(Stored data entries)
---------------

PR #4932, opened 2026-02-24
Add support for Gradium pronunciation ids.

LaurentMazare:
We recently added the possibility to use pronunciation dictionaries in the gradium TTS via the `pronunciation_id` parameter. This PR adds the new field and make it settable by the end user.

Testing: adapted `examples/other/text-to-speech/openai_tts.py` to use the gradium TTS and tested it with and without a pronunciation dictionary.


theomonnom (approved):
lgtm

PR #5303, opened 2026-04-01
(realtimesession): add reset method

tinalenguyen:
providers can implement their own logic for reset if applicable by overriding this method


livekit-agents/livekit/agents/voice/agent_activity.py
```diff
@@ -705,26 +705,13 @@ async def _setup_toolset(toolset: llm.Toolset) -> None:
 
             remove_instructions(self._agent._chat_ctx)
 
-            # skip the update if the session is reused and no mid-session update is supported
-            # this means the content is the same as the previous session
             capabilities = self.llm.capabilities
-            if not rt_reused or capabilities.mid_session_instructions_update:
```
longcw, line 711: move this out of agent activity is weird, the assumption is when `rt_reused` is True, either the session supports update the instructions or chat context in the middle, or the content is not changed. this assumption is checked in `AgentActiviy._detach_reusable_resources`.

longcw:
I'll merge this one and modify it on my pr. I guess the use case is they want to send the configuration (instructions, chat context, tools) in a single message, instead of right now in three messages.

PR #5304, opened 2026-04-02
(phonic) Add `min_words_to_interrupt` to Phonic plugin options

qionghuang6:
We released a new setting to Phonic today, and customer that wants to use it is using Livekit agents


tinalenguyen (approved):
lgtm!

PR #5309, opened 2026-04-02
Security: Unvalidated OpenAI base URL override can leak credentials

tuanaiseo:
## Problem

`get_base_url` returns caller/env-provided URLs without validation. If an attacker can influence this value, requests may be sent to attacker-controlled or internal hosts, potentially leaking bearer tokens and enabling SSRF-style access.

**Severity**: `high`
**File**: `livekit-plugins/livekit-plugins-openai/livekit/plugins/openai/utils.py`

## Solution

Validate `base_url` against an allowlist of trusted hosts, require `https`, and block loopback/private-network destinations unless explicitly allowed for trusted deployments.

## Changes

- `livekit-plugins/livekit-plugins-openai/livekit/plugins/openai/utils.py` (modified)

## Testing

- [ ] Existing tests pass
- [ ] Manual review completed
- [ ] No new warnings/errors introduced

### DIFF
--- a/livekit-plugins/livekit-plugins-openai/livekit/plugins/openai/utils.py
+++ b/livekit-plugins/livekit-plugins-openai/livekit/plugins/openai/utils.py
@@ -1,7 +1,9 @@
 from __future__ import annotations
 
+import ipaddress
 import os
 from collections.abc import Awaitable, Callable
+from urllib.parse import urlparse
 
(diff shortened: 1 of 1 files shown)


davidzhao:
> If an attacker can influence this value, requests may be sent to attacker-controlled or internal hosts

this doesn't make sense.. the whole point is to allow developer to point to custom hostnames. an attacker is the developer in this case.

---------------

Task brief
Nothing in the entries above should differ when you return them in full.

Task result
PR #4932, opened 2026-02-24
Add support for Gradium pronunciation ids.

LaurentMazare:
We recently added the possibility to use pronunciation dictionaries in the gradium TTS via the `pronunciation_id` parameter. This PR adds the new field and make it settable by the end user.

Testing: adapted `examples/other/text-to-speech/openai_tts.py` to use the gradium TTS and tested it with and without a pronunciation dictionary.


theomonnom (approved):
lgtm

PR #5303, opened 2026-04-01
(realtimesession): add reset method

tinalenguyen:
providers can implement their own logic for reset if applicable by overriding this method


livekit-agents/livekit/agents/voice/agent_activity.py
```diff
@@ -705,26 +705,13 @@ async def _setup_toolset(toolset: llm.Toolset) -> None:
 
             remove_instructions(self._agent._chat_ctx)
 
-            # skip the update if the session is reused and no mid-session update is supported
-            # this means the content is the same as the previous session
             capabilities = self.llm.capabilities
-            if not rt_reused or capabilities.mid_session_instructions_update:
```
longcw, line 711: move this out of agent activity is weird, the assumption is when `rt_reused` is True, either the session supports update the instructions or chat context in the middle, or the content is not changed. this assumption is checked in `AgentActiviy._detach_reusable_resources`.

longcw:
I'll merge this one and modify it on my pr. I guess the use case is they want to send the configuration (instructions, chat context, tools) in a single message, instead of right now in three messages.

PR #5304, opened 2026-04-02
(phonic) Add `min_words_to_interrupt` to Phonic plugin options

qionghuang6:
We released a new setting to Phonic today, and customer that wants to use it is using Livekit agents


tinalenguyen (approved):
lgtm!

PR #5309, opened 2026-04-02
Security: Unvalidated OpenAI base URL override can leak credentials

tuanaiseo:
## Problem

`get_base_url` returns caller/env-provided URLs without validation. If an attacker can influence this value, requests may be sent to attacker-controlled or internal hosts, potentially leaking bearer tokens and enabling SSRF-style access.

**Severity**: `high`
**File**: `livekit-plugins/livekit-plugins-openai/livekit/plugins/openai/utils.py`

## Solution

Validate `base_url` against an allowlist of trusted hosts, require `https`, and block loopback/private-network destinations unless explicitly allowed for trusted deployments.

## Changes

- `livekit-plugins/livekit-plugins-openai/livekit/plugins/openai/utils.py` (modified)

## Testing

- [ ] Existing tests pass
- [ ] Manual review completed
- [ ] No new warnings/errors introduced

### DIFF
--- a/livekit-plugins/livekit-plugins-openai/livekit/plugins/openai/utils.py
+++ b/livekit-plugins/livekit-plugins-openai/livekit/plugins/openai/utils.py
@@ -1,7 +1,9 @@
 from __future__ import annotations
 
+import ipaddress
 import os
 from collections.abc import Awaitable, Callable
+from urllib.parse import urlparse
 
(diff shortened: 1 of 1 files shown)


davidzhao:
> If an attacker can influence this value, requests may be sent to attacker-controlled or internal hosts

this doesn't make sense.. the whole point is to allow developer to point to custom hostnames. an attacker is the developer in this case.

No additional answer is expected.